オイルレッドは中性脂肪の染色用。
原理
脂質の染色は、溶液の物理的性質または吸着に関係すると考えられている。染料は凍結組織の脂質物質中では、元の溶媒中よりも高い溶解性を示す。そのため、染色中、色素は有機溶媒から脂質に移行し、脂質染色が生じる。
方法
1.凍結組織を6~10μmの厚さに切断し、蒸留水で短時間洗浄する。
2.組織を60%イソプロパノールで20~30秒間すすぐ。
3.オイルレッドO原液6mLと脱イオン水4mLでオイルレッドO作業溶液を調製する。よく混合し、10分間静置する。オイルレッドO作業溶液で5~10分間染色する。

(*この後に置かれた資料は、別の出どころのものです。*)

PR #95, opened 2025-04-17
Right padding of prompts

yannicks1:
### Right padding of prompts

Ensures that prefills (batch size 1) are always of length N*64 (right padding) while the actual prompt tokens still align with the tkv of the current decoding batch (left padding). This a requirement from the compiler.


tdoublep (approved):
LGTM - great work

PR #102, opened 2025-04-21
♻️ use pathlib for constructing model path

prashantgupta24:
This is more pythonic + it allows the user to select an empty dir for `models`


joerunde (approved):
lpgtm!

PR #103, opened 2025-04-22
[CB] Fix Tensor Parallelism Error

### LINKED ISSUE #99: [CB] Fix tensor parallelism error for TP>1 with the new FMS API
With the new FMS API for continuous batching, inference fails when TP is greater than 1.

sducouedic:
This fixes tensor parallelism error when using the new FMS API by adapting the tensor shape of `self.past_key_value_states` using the built-in function `get_num_kv_heads` of vLLM. 
* Closes #99


yannicks1 (approved):
LGTM. Tested for a couple of models on CPU with TP 2 and 4 and all combinations worked.

PR #104, opened 2025-04-22
:bug: Fix static batching with multiple shapes

### LINKED ISSUE #20: [V1] Enable multiple warmup shapes
Currently the V1 integration will fail when multiple warmup sizes are set with a graph compilation failure. The failure looks very similar to the failure that occurs if you accidentally enable `torch.inference_mode` somewhere. An easy test to trigger this is https://github.com/vllm-project/vllm-spyre/blob/main/tests/test_spyre_warmup_shapes.py

Maybe related to https://github.com/vllm-project/vllm-spyre/issues/12

joerunde:
Closes #20 

This pulls over some code from https://github.com/foundation-model-stack/aiu-fms-testing-utils/pull/13 that properly marks tensors as static/dynamic for prefill and decode when doing static batching. I've tested on a spyre card and confirmed that I can compile multiple warmup shapes (with batch sizes > 1) and run batches of requests

### DIFF
--- a/vllm_spyre/v1/worker/spyre_model_runner.py
+++ b/vllm_spyre/v1/worker/spyre_model_runner.py
@@ -105,6 +105,9 @@ class SpyreModelRunner(ModelRunnerBase[ModelInputForSpyre]):
         # Lazy initialization: after load_model.
         self.model: nn.Module
 
+        # Flag to be turned off after warmup is complete
+        self.warmup_mode = True
+
     def get_model(self) -> nn.Module:
         return self.model
 
@@ -210,6 +213,10 @@ class SpyreModelRunner(ModelRunnerBase[ModelInputForSpyre]):
                                       dtype=torch.float16,
                                       use_mla=False)
         return {"foo": attn_spec}
+
+    def complete_warmup(self):
+        """Turn off warmup mode once the warmup is complete"""
+        self.warmup_mode = False
 
 
 class StaticBatchingSpyreModelRunner(SpyreModelRunner):
@@ -539,6 +546,10 @@ class StaticBatchingSpyreModelRunner(SpyreModelRunner):
         """Yoinked from 
         https://github.com/foundation-model-stack/aiu-fms-testing-utils/pull/13
         """
+        if not self.warmup_mode:
+            # Only mark tensors when we're warming up and compiling the graphs
+            return
+
         # To produce like graphs during pre-fill, we mark the prefill
         # batch x seq as static, but relax this for decode for the seq
         if model_input.is_prompt:
--- a/vllm_spyre/v1/worker/spyre_model_runner.py
+++ b/vllm_spyre/v1/worker/spyre_model_runner.py
@@ -423,6 +423,7 @@ class StaticBatchingSpyreModelRunner(SpyreModelRunner):
         self._update_states(scheduler_output)
 
         model_input = self.prepare_model_input(scheduler_output)
+        self._mark_input_tensors(model_input)
 
         # TODO(Wallas): I think it would be better move the indices as argument
         # of the forward rather than set as an attribute of the model. I'm not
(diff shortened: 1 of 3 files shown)


vllm_spyre/v1/worker/spyre_model_runner.py
```diff
@@ -534,6 +535,32 @@ def _get_padded_batch_size(self, new_requests: list[NewRequestData]):
...
+            # we always want prefill to be static to produce same-like graph
+            torch._dynamo.mark_static(model_input.input_tokens, 0)
+            torch._dynamo.mark_static(model_input.input_tokens, 1)
+            torch._dynamo.mark_static(model_input.input_masks, 0)
+            torch._dynamo.mark_static(model_input.input_masks, 1)
+            torch._dynamo.mark_static(model_input.input_masks, 2)
+            torch._dynamo.mark_static(model_input.input_positions, 0)
+            torch._dynamo.mark_static(model_input.input_positions, 1)
+        else:
+            # we always want the decode to be dynamic on sequence
```
tjohnson31415, line 554: The FMS code has a check on `if torch._dynamo.config.dynamic_shapes:` before using `mark_dynamic`.  It looks like PyTorch will raise an exception if using `mark_dyamic` with `dynamic_shapes == False` ([REF](https://github.com/pytorch/pytorch/blob/66a76516bfc341b2b55bb2056d2faa9c2de46d69/torch/_dynamo/decorators.py#L186-L187)).

That might be fine, but wanted to point it out.

tjohnson31415 (approved):
There is an additional `if` check in FMS, but otherwise the code looks as yoinked. If it is ok to force dynamic shapes, then LGTM.

vllm_spyre/v1/worker/spyre_model_runner.py
```diff
@@ -423,6 +423,7 @@ def execute_model(
         self._update_states(scheduler_output)
 
         model_input = self.prepare_model_input(scheduler_output)
+        self._mark_input_tensors(model_input)
```
tjohnson31415, line 426: It looks like we'll be calling this for every model execution, but I think the dynamic/static settings are only for configuring the `torch.compile` for the model. It would be better if `_mark_input_tensors` only happened for the warmup.

vllm_spyre/v1/worker/spyre_model_runner.py
joerunde: Ah yeah, it was my understanding that we're always using dynamic shapes, and I didn't see the CB code making that check either. I can read back on some issue comments to see if that assumption is true 🤔

vllm_spyre/v1/worker/spyre_model_runner.py
joerunde: Ah, gotcha. I was also following the CB code block here and doing it always, I can try to pipe in some flag to see if we're in warmup mode to not do it on every forward pass and see what happens.

I'm not 100% sure though if this is supposed to be only at warmup time or if it is supposed to be on every forward pass

joerunde:
Ah, I also had to remove this test from the `V0` suite because I didn't backport the fix to the v0 model runner. I'm not gonna do that since we're focusing on V1.

vllm_spyre/v1/worker/spyre_model_runner.py
```diff
@@ -534,6 +542,36 @@ def _get_padded_batch_size(self, new_requests: list[NewRequestData]):
...
+            torch._dynamo.mark_static(model_input.input_tokens, 1)
+            torch._dynamo.mark_static(model_input.input_masks, 0)
+            torch._dynamo.mark_static(model_input.input_masks, 1)
+            torch._dynamo.mark_static(model_input.input_masks, 2)
+            torch._dynamo.mark_static(model_input.input_positions, 0)
+            torch._dynamo.mark_static(model_input.input_positions, 1)
+        else:
+            # we always want the decode to be dynamic on sequence
+            torch._dynamo.mark_dynamic(model_input.input_tokens, 1)
+            torch._dynamo.mark_dynamic(model_input.input_masks, 1)
```
yannicks1, line 567: aren't these dimension 1 all the time? I thought the first dimension of the mask is the only dynamic thing here as we only feed the new token (KV caching the previous tokens)... @joerunde

joerunde: 🤔 hmmm, good point. I had definitely copy-pasted without thinking too much about these. Let me investigate a little bit

Issue #71, opened 2025-04-04
[V1] remove ModelInputForSpyre class


yannicks1:
### [V1] remove ModelInputForSpyre class

There is no `ModelRunnerInput` classes (inheriting from `ModelRunnerInputBase`) in upstream V1. Thus suggesting to remove `ModelInputForSpyre` as this was merely used for V0 to V1 migration.

Issue #76, opened 2025-04-07
Cleaner integration of continuous batching


joerunde:
Followup for continuous batching work

Integrate better with vLLM data structures (e.g. InputBatch)

PR #107, opened 2025-04-23
Refactor ModelInputForSpyre dataclass

prashantgupta24:
Fix https://github.com/vllm-project/vllm-spyre/issues/71


prashantgupta24:
I wish there was a simple way to revert all the lint fixes that happened to this file

vllm_spyre/v1/worker/spyre_model_runner.py
```diff
@@ -40,60 +32,33 @@
 
 logger = init_logger(__name__)
 
-TModelInputForSpyre = TypeVar('TModelInputForSpyre',
-                              bound="ModelInputForSpyre")
-
-
-@dataclass(frozen=True)
-class ModelInputForSpyre(ModelRunnerInputBase):
```
joerunde, line 48: Should we keep this as a slimmer dataclass with just the things we need in it? That way we can at least keep one container as the return from `prepare_model_input` instead of returning 5 things:
```
        input_tokens, input_positions, input_masks, \
            sampling_metadata, is_prompt = (
            self.prepare_model_input(scheduler_output))
``` 

We can nix the unused `virtual_engine` and the `pooling_metadata` since this won't run embeddings, along with the broadcasting functions that were used in v0

joerunde:
Just one queston on whether we should keep a container here anyway- otherwise thanks for hunting down all the unused code bits here!

vllm_spyre/v1/worker/spyre_model_runner.py
prashantgupta24: Yeah I thought about that, the only reason I went against that decision was because of naming conventions - calling it something like `ModelInput` might confuse folks. Perhaps a unique disambiguous name would be helpful

prashantgupta24: Gave it a shot, let me know if it looks better!

wallashss (approved):
Thanks @prashantgupta24 for this!

LGTM, if @joerunde does not have any comments, I think it's safe to merge and I can keep working on this code.

vllm_spyre/v1/worker/spyre_model_runner.py
```diff
@@ -393,16 +371,16 @@ def prepare_model_input(
                     self.input_batch.soft_remove_request(req_id)
                 self.input_batch.refresh_sampling_metadata()
 
-            (input_tokens, input_positions, input_masks) = \
-                self._prepare_decode(scheduler_output.scheduled_cached_reqs)
-
-        sampling_metadata = self.input_batch.sampling_metadata
+            (input_tokens, input_positions,
+             input_masks) = self._prepare_decode(
```
joerunde, line 375: If we wanted to push the refactor just a tiny bit further, both `_prepare_prompt` and `_prepare_decode` can now return a valid `ModelForwardInputs`

vllm_spyre/v1/worker/spyre_model_runner.py
```diff
@@ -775,14 +730,15 @@ def execute_model(
         # Sample the next token.
         output: SamplerOutput = self.model.sample(
             logits=logits,
-            sampling_metadata=model_input.sampling_metadata,
+            # TODO: Uncomment once Wallas is done with the work
+            # sampling_metadata=self.input_batch.sampling_metadata,
```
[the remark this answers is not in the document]
joerunde: it's #76 if you wanna link an issue, but I think this is fine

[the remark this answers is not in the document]
joerunde: Does this still work without passing `sampling_metadata` at all?

vllm_spyre/v1/worker/spyre_model_runner.py
prashantgupta24: `_prepare_prompt` returns `seq_lens` as well, not sure if we want to add that as a field within the `ModelForwardInputs`

prashantgupta24: Although I don't see `seq_lens` being used anywhere in CB, probably safe to delete it?

joerunde: probably! I assume that's a holdover from the V0 times

vllm_spyre/v1/worker/spyre_model_runner.py
```diff
@@ -40,12 +33,9 @@
 
 logger = init_logger(__name__)
 
-TModelInputForSpyre = TypeVar('TModelInputForSpyre',
-                              bound="ModelInputForSpyre")
-
 
-@dataclass(frozen=True)
-class ModelInputForSpyre(ModelRunnerInputBase):
+@dataclass()
```
prashantgupta24, line 37: `frozen` can be brought back once `sampling_metadata` is removed

vllm_spyre/v1/worker/spyre_model_runner.py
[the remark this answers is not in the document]
prashantgupta24: Nope, had to bring it back

joerunde (approved):
lpgtm!

PR #109, opened 2025-04-24
:fire: remove v0 from static batching test

joerunde:
We don't have v0 support for multiple warmup shapes on spyre cards, so this removes v0 from the static batching tests


wallashss (approved):
Perfect! Thanks!

PR #110, opened 2025-04-24
:zap: consolidate tensor marking for static batch runner

joerunde:
Two small changes:
- @yannicks1 is right that `model_input.input_masks, 1` is always gonna be size 1, so we don't have to mark it dynamic in the decode passes on warmup
- Marking dimension 2 of each `past_key_value_states` tensor as dynamic only needs to be done at warmup time, we don't need to do it on every forward pass

### DIFF
--- a/vllm_spyre/v1/worker/spyre_model_runner.py
+++ b/vllm_spyre/v1/worker/spyre_model_runner.py
@@ -564,13 +564,14 @@ class StaticBatchingSpyreModelRunner(SpyreModelRunner):
         else:
             # we always want the decode to be dynamic on sequence
             torch._dynamo.mark_dynamic(model_input.input_tokens, 1)
-            torch._dynamo.mark_dynamic(model_input.input_masks, 1)
             torch._dynamo.mark_dynamic(model_input.input_masks, 2)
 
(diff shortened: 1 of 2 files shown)


joerunde:
Running tests for this manually on a spyre card now to ensure this doesn't break

tjohnson31415 (approved):
Code changes LGTM.

joerunde:
Internal tests look good as well 😎

vllm_spyre/v1/worker/spyre_model_runner.py
```diff
@@ -564,13 +564,14 @@ def _mark_input_tensors(self, model_input: ModelInputForSpyre) -> None:
         else:
             # we always want the decode to be dynamic on sequence
             torch._dynamo.mark_dynamic(model_input.input_tokens, 1)
```
yannicks1, line 566: Ain't that dimension also 1 all the time? My previous [comment](https://github.com/vllm-project/vllm-spyre/pull/104#discussion_r2058423925) was actually referring to both lines:)

joerunde: Oh lol

PR #112, opened 2025-04-25
fix/refactor: remove last_running and total_running

tjohnson31415:
These changes from testing request cancellation with the continuous batching branch. In some cases, the cancellation would result in a crash:
```
ERROR 04-25 16:39:23 [core.py:387] EngineCore hit an exception: Traceback (most recent call last):
ERROR 04-25 16:39:23 [core.py:387]   File "/home/senuser/my-vllm/lib64/python3.11/site-packages/vllm/v1/engine/core.py", line 380, in run_engine_core
ERROR 04-25 16:39:23 [core.py:387]     engine_core.run_busy_loop()
ERROR 04-25 16:39:23 [core.py:387]   File "/home/senuser/my-vllm/lib64/python3.11/site-packages/vllm/v1/engine/core.py", line 400, in run_busy_loop
ERROR 04-25 16:39:23 [core.py:387]     self._process_input_queue()
ERROR 04-25 16:39:23 [core.py:387]   File "/home/senuser/my-vllm/lib64/python3.11/site-packages/vllm/v1/engine/core.py", line 425, in _process_input_queue
ERROR 04-25 16:39:23 [core.py:387]     self._handle_client_request(*req)
ERROR 04-25 16:39:23 [core.py:387]   File "/home/senuser/my-vllm/lib64/python3.11/site-packages/vllm/v1/engine/core.py", line 443, in _handle_client_request
ERROR 04-25 16:39:23 [core.py:387]     self.abort_requests(request)
ERROR 04-25 16:39:23 [core.py:387]   File "/home/senuser/my-vllm/lib64/python3.11/site-packages/vllm/v1/engine/core.py", line 193, in abort_requests
ERROR 04-25 16:39:23 [core.py:387]     self.scheduler.finish_requests(request_ids,
ERROR 04-25 16:39:23 [core.py:387]   File "/home/senuser/my-vllm/lib64/python3.11/site-packages/vllm/v1/core/sched/scheduler.py", line 724, in finish_requests
ERROR 04-25 16:39:23 [core.py:387]     self.running.remove(request)
ERROR 04-25 16:39:23 [core.py:387] ValueError: list.remove(x): x not in list
ERROR 04-25 16:39:23 [core.py:387] 
CRITICAL 04-25 16:39:23 [core_client.py:359] Got fatal signal from worker processes, shutting down. See stack trace above for root cause issue.
Killed
```

This is due to state being moved to `self.last_running` and `self.total_running` causing `self.running` to be empty even when requests are Running.
 
This PR makes some changes similar to what we did with the holdback_queue where state is hidden from the base scheduler but restored after the call to `schedule()`. This way, we can avoid specializing `finish_requests`

### DIFF
--- a/vllm_spyre/v1/core/scheduler.py
+++ b/vllm_spyre/v1/core/scheduler.py
@@ -231,9 +231,6 @@ class ContinuousBatchingSpyreScheduler(SpyreScheduler):
     def __init__(self, *args, **kwargs) -> None:
         # Initialize SpyreScheduler
         super().__init__(*args, **kwargs)
-        # running queue of last decoding step
-        self.last_running: list[Request] = []
-        self.total_running: list[Request] = []
 
     def add_request(self, request: Request) -> None:
         """This override rejects requests that exceed max context length"""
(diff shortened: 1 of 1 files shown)


yannicks1:
thanks, I will put @nikolaospapandreou in the loop here as he is the original author of the continuous batching scheduler:)

yannicks1 (approved):
very elegant implementation! tested it with a couple of examples and all works fine!

PR #113, opened 2025-04-25
:fire: remove dynamic mark on input_tokens[1]

joerunde:
Following up on https://github.com/vllm-project/vllm-spyre/pull/110#discussion_r2059737772 because sometimes my reading comprehension is less than stellar


joerunde:
Tests pass on spyre cards ✅

tjohnson31415 (approved):
Maybe I should actually test something instead of just rubber stamping all of these changes....

joerunde:
> Maybe I should actually test something instead of just rubber stamping all of these changes.... but not this time, LGTM

🙈

Issue #94, opened 2025-04-16
Dig into config issues when setting vllm options like --max-num-seqs


joerunde:
With the continuous batching support, we noticed that the `VllmConfig` objects that are created are different in the main process and the worker processes: https://github.com/vllm-project/vllm-spyre/pull/66#discussion_r2034075804

This caused us to introduce new environment variables instead of using the existing vllm args, because we needed to ensure that the batch size and context length were accurate everywhere. We should look into this and understand why there are differences in the config objects, and fix any bugs upstream so that we can accept the usual vllm args.

prashantgupta24:
Sus behavior - 
```
WARNING 04-24 20:03:37 [config.py:3799] Current vLLM config is not set.
```

This line re-triggers `VllmConfig()` which defaults all values. Will keep investigating...

PR #114, opened 2025-04-25
[CB] 🔥 remove cb env vars

prashantgupta24:
Fix https://github.com/vllm-project/vllm-spyre/issues/94


prashantgupta24:
The only place left to remove the env vars are from `validate_request` within `platform.py`

vllm_spyre/platform.py
```diff
@@ -77,26 +78,28 @@ def check_and_update_config(cls, vllm_config: VllmConfig) -> None:
...
+        #         # the max batch size respecting AIU Spyre KV cache size
+        #         scheduler_config.max_num_seqs =\
+        #             envs_spyre.VLLM_SPYRE_MAX_BATCH_SIZE
+        #         # ToDo: this function check_and_update_config is called twice:
+        #         # 1st time scheduler_config.max_num_seqs is what user sets
+        #         # 2nd time scheduler_config.max_num_seqs is 128
+        #     else:
+        #         # The v0 scheduler will run out of
+        #           blocks if this is overridden
+        #         scheduler_config.max_num_seqs = max_batch_size
```
prashantgupta24, line 102: not 100% sure we need this?
```
        #         scheduler_config.max_num_seqs = max_batch_size
```

vllm_spyre/platform.py
```diff
@@ -133,6 +136,13 @@ def check_and_update_config(cls, vllm_config: VllmConfig) -> None:
                 scheduler_config.max_num_seqs, cache_config.block_size,
                 cache_config.num_gpu_blocks_override)
 
+    @classmethod
+    def use_all_gather(cls) -> bool:
+        """
+        Whether to use allgather in LogitsProcessor to gather the logits.
+        """
+        return True
+
```
prashantgupta24, line 145: This was the reason that there were two calls to `check_and_update_config` in `platform.py ` - since this function did not exist, the `interface.py`'s `use_all_gather` was being called which defaulted all the config values

prashantgupta24: Do we need to add a condition here like in `interaface.py`?

wallashss: I guess not, IIUC, when we use V1, it should use `use_all_gather`

vllm_spyre/platform.py
joerunde: For the static batching use case the max batch size is still set with `VLLM_SPYRE_WARMUP_BATCH_SIZES`, so we override it to make sure the scheduling config is consistent. (e.g. setting both `--max-num-seqs=1` and `VLLM_SPYRE_WARMUP_BATCH_SIZES=2,4,6` wouldn't work out too well.)

The model and cache configs are also updated in a similar fashion below

joerunde:
@prashantgupta24 There's an if check in here for `if cache_config and model_config:`, previously I had seen that on some invocations of `check_and_update_config` those were `None`. Can you check if that's still the cace after fixing this issue with `use_all_gather`?

Also cc @yannicks1, I think we may want to actually leave the environment variables in place for a bit as it sounds like they're currently used by the torch stack as well

examples/offline_inference_spyre_cb_test.py
```diff
@@ -16,9 +16,6 @@
 os.environ['VLLM_SPYRE_USE_CB'] = '1'
 os.environ['VLLM_USE_V1'] = '1'
 
-os.environ['VLLM_SPYRE_MAX_CONTEXT_LENGTH'] = '2048'
-os.environ['VLLM_SPYRE_MAX_BATCH_SIZE'] = str(max_num_seqs)
```
prashantgupta24, line 20: Do we want to leave these in since pytorch implementation might need them?

vllm_spyre/platform.py
```diff
@@ -43,6 +44,7 @@ def is_async_output_supported(cls, enforce_eager: Optional[bool]) -> bool:
 
     @classmethod
     def check_and_update_config(cls, vllm_config: VllmConfig) -> None:
+        cls._config = vllm_config
```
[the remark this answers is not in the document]
prashantgupta24: Should I change it at the API layer itself? I can imagine validating requests might need config params in the future

examples/offline_inference_spyre_cb_test.py
yannicks1: yes, let's keep setting them here for the time being just to be on the safe side. cc @joerunde

joerunde:
> @joerunde I see both not none when I put print statements, so that should solve it

@prashantgupta24 would you mind removing the checks on cache and model configs then, and migrating the logic from that section to where it logically belongs above?

vllm_spyre/platform.py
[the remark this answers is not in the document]
joerunde: I think `get_current_vllm_config` will only work post-engine-bootup, and `check_and_update_config` is called during engine creation. I'm curious, does it also not work if you call `get_current_vllm_config` inside of `validate_request`?

I'm fine with keeping a class cache around like this though

prashantgupta24:
> I think we should go one of two directions with this:
> 
> 1. Delete the environment variables from `envs.py` completely, and inside `check_and_update_config` set them back in `os.environ` to the values that are in vllm_config. That way the single source of truth is the CLI args, and we control setting the environment up for `torch_sendnn` to work properly.
> 2. Keep the environment variables in `envs.py`, and override the `vllm_config` with their values inside `check_and_update_config`. That way the environment variables remain as the source of truth, but the rest of the code can still reference the config object instead of the environment variables.
> 
> I'd prefer going with option (1) so that our continuous batching is configured the same way as upstream vllm when running on gpus.

Yep option 1 is where I was going but then you mentioned that torch might still need them so I thought I can't do that. 

> Control setting the environment up for `torch_sendnn` to work properly

I'm not sure I fully understand how we would do that, can you elaborate?

vllm_spyre/platform.py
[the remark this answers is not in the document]
prashantgupta24: > does it also not work if you call `get_current_vllm_config` inside of `validate_request`?

Nope :(

prashantgupta24:
> > @joerunde I see both not none when I put print statements, so that should solve it
> 
> @prashantgupta24 would you mind removing the checks on cache and model configs then, and migrating the logic from that section to where it logically belongs above?

Let me clean up the whole logic block then, we use `v1` and `cb` far too many times within the function

joerunde:
> Yep option 1 is where I was going but then you mentioned that torch might still need them so I thought I can't do that.

> > Control setting the environment up for torch_sendnn to work properly

> I'm not sure I fully understand how we would do that, can you elaborate? Is it by set them back in os.environ to the values that are in vllm_config? Basically torch just needs the 2 env vars? Can it not read vllm_config?

well, there's no api currently to pass a `vllm_config` down to `torch_sendnn`, my simplified view of things is that it's basically just a compiler backend for `torch`- it operates on tensors and model graphs. My understanding is that it needs these two environment variables to be set so that it knows what shapes it needs to compile.

So something like this would set those environment variables for torch to use, without requiring the end user to do it:
```
def check_and_update_config(cls, vllm_config):
    os.environ["VLLM_SPYRE_MAX_CONTEXT_LENGTH"] = vllm_config.model_config.max_model_len
    os.environ["VLLM_SPYRE_MAX_BATCH_SIZE"] = vllm_config.scheduler_config.max_num_seqs
```
but, we'd have to make sure that those get set for all vllm processes so it may not be _quite_ that simple

examples/offline_inference_spyre_cb_test.py
prashantgupta24: Removing them from here since we set them in the `check_and_update_config` function now

vllm_spyre/platform.py
```diff
@@ -168,10 +172,9 @@ def get_warmup_shapes(cls, scheduler_config) -> tuple[dict[str, int], ...]:
                     "The lists in VLLM_SPYRE_WARMUP_PROMPT_LENS and "
                     "VLLM_SPYRE_WARMUP_NEW_TOKENS must have equal length")
 
-        if not envs_spyre.VLLM_SPYRE_USE_CB:
```
prashantgupta24, line 171: duplicated check, the function is called before checking `if not envs_spyre.VLLM_SPYRE_USE_CB`

yannicks1:
Yes, option (1) is the way to go here! these env variables have to be set for the AIU compiler team, but should not be consumed in vllm-spyre code. Please have a look at [this](https://github.com/vllm-project/vllm-spyre/pull/136) PR, we have agreed on another name. Thus also please remove it from `offline_inference_spyre_cb_test.py`

prashantgupta24:
> Yes, option (1) is the way to go here! these env variables have to be set for the AIU compiler team, but should not be consumed in vllm-spyre code. Please have a look at [this](https://github.com/vllm-project/vllm-spyre/pull/136) PR, we have agreed on another name. Thus also please remove it from `offline_inference_spyre_cb_test.py` @joerunde @prashantgupta24

Done!

prashantgupta24:
> sorry I accidentally updated your branch @prashantgupta24 , thought I was on another PR... :/

No problem!

vllm_spyre/platform.py
```diff
@@ -43,97 +45,97 @@ def is_async_output_supported(cls, enforce_eager: Optional[bool]) -> bool:
...
 
         if parallel_config.worker_cls == "auto":
-            if envs.VLLM_USE_V1:
-                parallel_config.worker_cls = \
-                    "vllm_spyre.v1.worker.spyre_worker.SpyreWorker"
-            else:
-                parallel_config.worker_cls = \
-                    "vllm_spyre.worker.spyre_worker.SpyreWorker"
+            parallel_config.worker_cls = (
+                f'vllm_spyre{".v1" if envs.VLLM_USE_V1 else ""}'\
```
yannicks1, line 62: nice hack:)

vllm_spyre/platform.py
```diff
@@ -43,97 +45,97 @@ def is_async_output_supported(cls, enforce_eager: Optional[bool]) -> bool:
...
-                    "vllm_spyre.v1.core.scheduler.ContinuousBatchingSpyreScheduler"
-            else:
-                scheduler_config.scheduler_cls = \
-                    "vllm_spyre.v1.core.scheduler.StaticBatchingSpyreScheduler"
-        else:
-            scheduler_config.scheduler_cls = \
-                "vllm_spyre.core.scheduler.SpyreScheduler"
-
-        if not envs_spyre.VLLM_SPYRE_USE_CB:
+        # continuous batching related checks
```
yannicks1, line 65: a bit confusing here as the lines after `# continuous batching related checks` are the static batching checks

vllm_spyre/platform.py
```diff
@@ -43,97 +45,97 @@ def is_async_output_supported(cls, enforce_eager: Optional[bool]) -> bool:
...
+            cache_config.num_gpu_blocks_override,
+        )
+
+        # set env vars for torch_sendnn to consume
+        os.environ["VLLM_DT_MAX_CONTEXT_LEN"] = str(
+            vllm_config.model_config.max_model_len)
+        os.environ["VLLM_DT_MAX_BATCH_SIZE"] = str(
+            vllm_config.scheduler_config.max_num_seqs)
 
-        if cache_config and model_config:
```
yannicks1, line 109: this check is removed, is this save?

yannicks1 (changes requested):
Also, the code currently breaks here: https://github.com/vllm-project/vllm-spyre/blob/c0070a3d4b6bd90f6629c0f7b78211c7c87cc7c3/vllm_spyre/v1/core/scheduler.py#L213

vllm_spyre/platform.py
prashantgupta24: Added the checks 👍

prashantgupta24:
Seems like something's messed up on vllm/main, looking 👀

yannicks1 (approved):
LGTM, great work!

4.60%イソプロパノールで数秒間すすぎ、余分な染色を除去する。蒸留水ですすぐ。
5.メイヤー・ヘマトキシリン溶液で核を染色する。
6.スライドを1%塩酸で数秒間、分化させる。
7.水道水または希釈炭酸リチウム溶液で10分間青色化する。周囲の余分な水分を取り除く。
8.アラビナンまたはグリセリンゼリーでマウントする。
注意
1.脂質は有機溶媒に溶けやすいので、脂質を表示するにはパラフィン組織ではなく凍結組織を染色する。
2.脂質染色に使用する凍結組織は、あまり薄すぎない方がよい。さもないと、脂質の含有量が失われてしまう。
3.メイヤー・ヘマトキシリンでの対染色時間は長すぎない方がよい。
4.染色はあまり長く続かないので、できるだけ早く観察し、写真を撮ること。